_What you have to do_.
Search the data below for the word "invalidQuery" and copy each line that holds it.

━━━━━ Task data ━━━━━

PR #5896, opened 2026-06-16
impl(bigquery): add query polling and complete query

alvarowolfx:
Towards #5844

### DIFF
--- a/src/bigquery/src/query/query_handle.rs
+++ b/src/bigquery/src/query/query_handle.rs
@@ -18,6 +18,7 @@ use google_cloud_bigquery_v2::client::JobService;
 use google_cloud_bigquery_v2::model::{
     GetQueryResultsRequest, GetQueryResultsResponse, Job, JobReference, QueryResponse,
 };
+use google_cloud_gax::backoff_policy::BackoffPolicy;
 use google_cloud_gax::exponential_backoff::ExponentialBackoffBuilder;
 use google_cloud_gax::polling_backoff_policy::PollingBackoffPolicy;
 use google_cloud_gax::polling_state::PollingState;
@@ -42,24 +43,18 @@ impl Query {
             return Ok(CompleteQuery::from_query_response(self, initial_response));
         }
 
-        let res = poll_query_results(&self.job_service, self.job_ref.as_ref()).await?;
+        let job_ref = self
+            .job_ref
+            .as_ref()
+            .expect("query job should have job reference at this point");
+        let backoff_policy = Arc::new(
+            ExponentialBackoffBuilder::default()
+                .with_initial_delay(std::time::Duration::from_secs(10))
+                .build()
+                .expect("valid backoff configuration"),
+        );
+        let res = poll_query_results(&self.job_service, job_ref, backoff_policy).await?;
         Ok(CompleteQuery::from_get_query_results_response(self, res))
-    }
-
-    /// Returns the stateless query ID of the query, if available.
-    pub fn query_id(&self) -> Option<&str> {
-        self.initial_response.as_ref().and_then(|res| {
-            if res.query_id.is_empty() {
-                None
-            } else {
-                Some(res.query_id.as_str())
-            }
-        })
-    }
-
-    /// Returns the underlying job reference for this query.
-    pub fn job_reference(&self) -> Option<&JobReference> {
-        self.job_ref.as_ref()
     }
 }
 
@@ -94,18 +89,12 @@ impl CompleteQuery {
 /// Helper function to poll getQueryResults until a job finishes.
 pub(crate) async fn poll_query_results(
     job_service: &JobService,
-    job_ref: Option<&JobReference>,
+    job_ref: &JobReference,
+    backoff_policy: Arc<dyn PollingBackoffPolicy>,
 ) -> Result<GetQueryResultsResponse> {
-    let backoff_policy = ExponentialBackoffBuilder::default()
-        .with_maximum_delay(std::time::Duration::from_secs(10))
-        .build()
-        .unwrap();
-
     let mut state = PollingState::default();
 
     loop {
-        let job_ref = job_ref.expect("query job should have job reference at this point");
-
         let mut req = GetQueryResultsRequest::new()
             .set_max_results(0u32)
             .set_project_id(job_ref.project_id.clone())
@@ -118,10 +107,10 @@ pub(crate) async fn poll_query_results(
             .get_query_results()
             .with_request(req)
             .send()
-            .await
-            .map_err(|e| QueryError::Rpc { source: e })?;
+            .await?;
 
         if !res.errors.is_empty() {
+            // TODO(#5592): handle jobBackendError and other transient/retryable errors.
             return Err(QueryError::JobFailed { errors: res.errors });
         }
 
@@ -132,21 +121,25 @@ pub(crate) async fn poll_query_results(
 
         let delay = backoff_policy.wait_period(&state);
         tokio::time::sleep(delay).await;
+        // TODO(#5592): limit retry attempts or add cancellation mechanism
         state.attempt_count += 1;
     }
 }
 
 #[cfg(test)]
 mod tests {
+    use std::time::Duration;
+
     use super::*;
-    use crate::query::tests::{MockJobService, create_job_service};
+    use crate::query::tests::{
+        MockBackoffPolicy, MockJobService, create_job_service, create_test_backoff_policy,
+    };
     use google_cloud_bigquery_v2::model::{
         ErrorProto, GetQueryResultsResponse, JobReference, QueryResponse,
     };
     use google_cloud_gax::error::Error as GaxError;
     use google_cloud_gax::error::rpc::{Code, Status};
     use google_cloud_gax::response::Response;
-    use std::sync::atomic::{AtomicU32, Ordering};
 
     use test_case::test_case;
 
@@ -179,16 +172,18 @@ mod tests {
     #[tokio::test]
     async fn test_query_until_done_polls_success() -> TestResult {
         let mut mock = MockJobService::new();
-        mock.expect_get_query_results().returning(|req, _| {
-            assert_eq!(req.project_id, "some_project");
-            assert_eq!(req.job_id, "some_job_id");
-            assert_eq!(req.max_results, Some(0));
-            assert_eq!(req.location, "us-central1");
-            let res = GetQueryResultsResponse::new()
-                .set_job_complete(true)
-                .set_job_reference(JobReference::new().set_job_id(req.job_id));
-            Ok(Response::from(res))
-        });
+        mock.expect_get_query_results()
+            .returning(|req, _| {
+                assert_eq!(req.project_id, "some_project");
+                assert_eq!(req.job_id, "some_job_id");
+                assert_eq!(req.max_results, Some(0));
+                assert_eq!(req.location, "us-central1");
+                let res = GetQueryResultsResponse::new()
+                    .set_job_complete(true)
+                    .set_job_reference(JobReference::new().set_job_id(req.job_id));
+                Ok(Response::from(res))
+            })
+            .times(1);
         let job_service = create_job_service(mock);
         let job_ref = JobReference::new()
             .set_project_id("some_project")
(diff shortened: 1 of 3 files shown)


src/bigquery/src/query/query_handle.rs
```diff
@@ -25,3 +33,322 @@ pub struct Query {
...
+            } else {
+                Some(res.query_id.as_str())
+            }
+        })
+    }
+
+    /// Returns the underlying job reference for this query.
+    pub fn job_reference(&self) -> Option<&JobReference> {
+        self.job_ref.as_ref()
+    }
```
dbolduc: (non-blocking, just remind me), Q: why do we prefer mutually exclusive optional accessors over an enum:

```rs
enum QueryReference {
  QueryId(String),
  JobReference(JobReference),
}

pub fn query_reference(&self) -> QueryReference; // Or maybe `Option<QueryReference>` if `None` is still possible.
```

src/bigquery/src/query/query_handle.rs
```diff
@@ -25,3 +33,322 @@ pub struct Query {
...
+
+/// Helper function to poll getQueryResults until a job finishes.
+pub(crate) async fn poll_query_results(
+    job_service: &JobService,
+    job_ref: Option<&JobReference>,
+) -> Result<GetQueryResultsResponse> {
+    let backoff_policy = ExponentialBackoffBuilder::default()
+        .with_maximum_delay(std::time::Duration::from_secs(10))
+        .build()
+        .unwrap();
```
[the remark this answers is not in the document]
dbolduc: We need to tell the bot that `expect` is allowed for things that cannot fail.

https://github.com/googleapis/google-cloud-rust/pull/5905

Still, I would prefer `expect("this is a valid configuration")` over `unwrap()`. Or:

```rs
// This is a valid configuration
.unwrap()
```

src/bigquery/src/query/query_handle.rs
```diff
@@ -25,3 +33,322 @@ pub struct Query {
...
+
+    let mut state = PollingState::default();
+
+    loop {
+        let job_ref = job_ref.expect("query job should have job reference at this point");
```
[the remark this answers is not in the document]
dbolduc: > query job should have job reference at this point

Then consider passing in a `&JobReference`. Ack that the `expect` has to happen at some point. I would probably do it immediately upon receiving the message from the server.

src/bigquery/src/query/query_handle.rs
```diff
@@ -25,3 +33,322 @@ pub struct Query {
...
+        if let Some(location) = job_ref.location.clone() {
+            req = req.set_location(location);
+        }
+
+        let res = job_service
+            .get_query_results()
+            .with_request(req)
+            .send()
+            .await
+            .map_err(|e| QueryError::Rpc { source: e })?;
```
dbolduc:
```suggestion
            .await?
```

src/bigquery/src/query/query_handle.rs
```diff
@@ -25,3 +33,322 @@ pub struct Query {
...
+        }
+
+        let completed = res.job_complete.unwrap_or(false);
+        if completed {
+            return Ok(res);
+        }
+
+        let delay = backoff_policy.wait_period(&state);
+        tokio::time::sleep(delay).await;
+        state.attempt_count += 1;
```
dbolduc, line 125: There should be a way to cut off this loop. Fine to take a TODO on it.

src/bigquery/src/query/query_handle.rs
```diff
@@ -25,3 +33,322 @@ pub struct Query {
...
+        }
+    }
+}
+
+/// Helper function to poll getQueryResults until a job finishes.
+pub(crate) async fn poll_query_results(
+    job_service: &JobService,
+    job_ref: Option<&JobReference>,
+) -> Result<GetQueryResultsResponse> {
+    let backoff_policy = ExponentialBackoffBuilder::default()
```
dbolduc: comment: It is fine to hardcode policies for now. Of note, there is no PollingPolicy, and this is not using our polling loop logic.

I think not using our LRO polling loop logic is probably the right call.

For the policy business, we will need to talk with @haphungw and come up with a plan. It would be nice if a query polling policy is familiar to a job polling policy, or an LRO polling policy.

src/bigquery/src/query/query_handle.rs
```diff
@@ -25,3 +33,322 @@ pub struct Query {
...
+        let res = job_service
+            .get_query_results()
+            .with_request(req)
+            .send()
+            .await
+            .map_err(|e| QueryError::Rpc { source: e })?;
+
+        if !res.errors.is_empty() {
+            return Err(QueryError::JobFailed { errors: res.errors });
+        }
```
dbolduc, line 115: do we need a TODO on classifying some of these errors as transient, and continuing / restarting the loop?

src/bigquery/src/query/query_handle.rs
```diff
@@ -25,3 +33,322 @@ pub struct Query {
...
+        let completed = query.until_done().await?;
+        assert_eq!(completed.job_ref.unwrap().job_id, "some_job_id");
+
+        Ok(())
+    }
+
+    #[test_case(Some("query_123"), Some("query_123"); "with query id")]
+    #[test_case(Some(""), None; "empty query id")]
+    #[test_case(None, None; "no query response")]
+
```
dbolduc: nit: remove newline

src/bigquery/src/query/query_handle.rs
```diff
@@ -25,3 +33,322 @@ pub struct Query {
...
+            completed: false,
+            initial_job: None,
+            initial_response,
+        };
+        assert_eq!(query.query_id(), expected_id);
+    }
+
+    #[test_case(true; "with job reference")]
+    #[test_case(false; "without job reference")]
+
```
dbolduc: same

src/bigquery/src/query/query_handle.rs
```diff
@@ -25,3 +33,322 @@ pub struct Query {
...
+    use super::*;
+    use crate::query::tests::{MockJobService, create_job_service};
+    use google_cloud_bigquery_v2::model::{
+        ErrorProto, GetQueryResultsResponse, JobReference, QueryResponse,
+    };
+    use google_cloud_gax::error::Error as GaxError;
+    use google_cloud_gax::error::rpc::{Code, Status};
+    use google_cloud_gax::response::Response;
+    use std::sync::atomic::{AtomicU32, Ordering};
+
```
dbolduc, line 143: same random newline

src/bigquery/src/query/query_handle.rs
```diff
@@ -25,3 +33,322 @@ pub struct Query {
...
+        let completed = query.until_done().await?;
+        assert_eq!(completed.job_ref.unwrap().job_id, "some_job_id");
+
+        Ok(())
+    }
+
+    #[tokio::test]
+    async fn test_query_until_done_polls_success() -> TestResult {
+        let mut mock = MockJobService::new();
+        mock.expect_get_query_results().returning(|req, _| {
```
dbolduc: nit: add `.times(1)` to make sure we do not keep polling after a success.

src/bigquery/src/query/query_handle.rs
```diff
@@ -25,3 +33,322 @@ pub struct Query {
...
+            initial_response: None,
+        };
+        assert_eq!(query.job_reference(), job_ref.as_ref());
+    }
+
+    #[tokio::test(start_paused = true)]
+    async fn test_poll_query_results_loops_until_complete() -> TestResult {
+        let mut mock = MockJobService::new();
+        let call_count = Arc::new(AtomicU32::new(0));
+        let call_count_clone = call_count.clone();
```
dbolduc: Use `mockall::Sequence`, e.g.:

https://github.com/googleapis/google-cloud-rust/blob/d9b1879e0fc3a06681e7ae2eb28fc7c44bf2f092/src/auth/src/retry.rs#L269-L287

src/bigquery/src/query/query_handle.rs
```diff
@@ -25,3 +33,322 @@ pub struct Query {
...
+            .set_project_id("some_project")
+            .set_job_id("some_job_id");
+
+        let start = tokio::time::Instant::now();
+        let res = poll_query_results(&job_service, Some(&job_ref)).await?;
+        let elapsed = start.elapsed();
+
+        assert!(res.job_complete.unwrap(), "{res:?}");
+        assert_eq!(call_count.load(Ordering::SeqCst), 3);
+        assert!(elapsed >= std::time::Duration::from_secs(1), "{elapsed:?}");
```
dbolduc: I am not looking closely at the policies, but are we sure this is always true? I thought our backoff policies were random.

dbolduc: What you really want is to pass in a backoff policy to the function signature. Then in the test you use a mock backoff policy and confirm it is called.

src/bigquery/src/query/query_handle.rs
```diff
@@ -25,3 +33,322 @@ pub struct Query {
...
+        };
+
+        let err = query.until_done().await.unwrap_err();
+        let errors = match err {
+            QueryError::JobFailed { errors } => errors,
+            _ => panic!("expected QueryError::JobFailed, got {err:?}"),
+        };
+        assert_eq!(errors.len(), 1);
+        assert_eq!(errors[0].reason, "invalidQuery");
+        assert_eq!(errors[0].message, "Syntax error");
```
dbolduc: style nit: I always prefer to match the container.

```rs
assert_eq!(errors, [ErrorProto::new()
                .set_reason("invalidQuery")
                .set_message("Syntax error")]);
```

src/bigquery/src/query/query_handle.rs
```diff
@@ -25,3 +33,322 @@ pub struct Query {
...
+    }
+
+    #[tokio::test]
+    async fn test_query_until_done_polls_success() -> TestResult {
+        let mut mock = MockJobService::new();
+        mock.expect_get_query_results().returning(|req, _| {
+            assert_eq!(req.project_id, "some_project");
+            assert_eq!(req.job_id, "some_job_id");
+            assert_eq!(req.max_results, Some(0));
+            assert_eq!(req.location, "us-central1");
```
dbolduc: opinion: I might have one test that verifies the fields in the initial request (including the optional location) and then never verify them again in other tests. IMO it can be kind of bloat-y to verify the same thing again and again and detracts from the focus of the tests. I don't think Carlos agrees with my opinion, so take it or leave it.

dbolduc (changes requested):
The only blocker is not using `mockall::Sequence` in the test.

src/bigquery/src/query/query_handle.rs
alvarowolfx: that's a good point, I thought about doing that by introducing this enum https://github.com/googleapis/google-cloud-rust/blob/main/src/bigquery/src/query/job_reference.rs previously, but I was almost giving up using it and creating an concept on top of the service. 

Maybe I use that and rename it to QueryReference

src/bigquery/src/query/query_handle.rs
alvarowolfx: good call. Yeah, depending on the error we need to reissue the job like in the `jobBackendError` 

https://docs.cloud.google.com/bigquery/docs/error-messages

src/bigquery/src/query/query_handle.rs
alvarowolfx: ack

src/bigquery/src/query/query_handle.rs
alvarowolfx: We've talked about this in the design doc around having a cancellation mechanism. Do you think we should have such mechanism or a hard timeout case here after trying enough ? I'm afraid of throwing a timeout when we know some queries can take actually take a long time to run.

src/bigquery/src/query/query_handle.rs
alvarowolfx: will do this in a separated PR. Will remove those methods for now

src/bigquery/src/query/query_handle.rs
dbolduc: To be clear, I am not necessarily talking about a cancellation mechanism. The application should have some way to say "give up after 10 minutes", or "give up after 10 polls" or something. (But that does not mean we need to go and send a `CancelJob` RPC. It might mean we exit the loop with the Job in an unknown state).

This all depends on the policies we expose. I am just saying that there is a "polling exhausted" branch of logic that is missing from the loop. It doesn't have to be added now, but eventually we will want it.

alvarowolfx: > "give up after 10 minutes", or "give up after 10 polls" 

what I'm calling cancellation mechanism is what you described here. I'm not talking about job cancellation.  Is to provide a way for customer to cancel the `until_done` call.

alvarowolfx (commented):
@dbolduc addressed your review comments and removed the JobReference/QueryId stuff to send. and discuss in another PR

src/bigquery/src/query/query_handle.rs
dbolduc: Ack

src/bigquery/src/query/query_handle.rs
```diff
@@ -25,3 +34,290 @@ pub struct Query {
...
+    /// Returns an error if a remote service or connection failure happens during polling.
+    pub async fn until_done(&self) -> Result<CompleteQuery> {
+        if let (true, Some(initial_response)) = (self.completed, &self.initial_response) {
+            return Ok(CompleteQuery::from_query_response(self, initial_response));
+        }
+
+        let job_ref = self
+            .job_ref
+            .as_ref()
+            .expect("query job should have job reference at this point");
```
dbolduc, line 49: If it is always there, why is the field an `Option<T>` ?

dbolduc (approved):

src/bigquery/src/query/query_handle.rs
alvarowolfx: stateless queries are not polled and don't have a job reference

━━━━━

_Task response_.
+        assert_eq!(errors[0].reason, "invalidQuery");
                .set_reason("invalidQuery")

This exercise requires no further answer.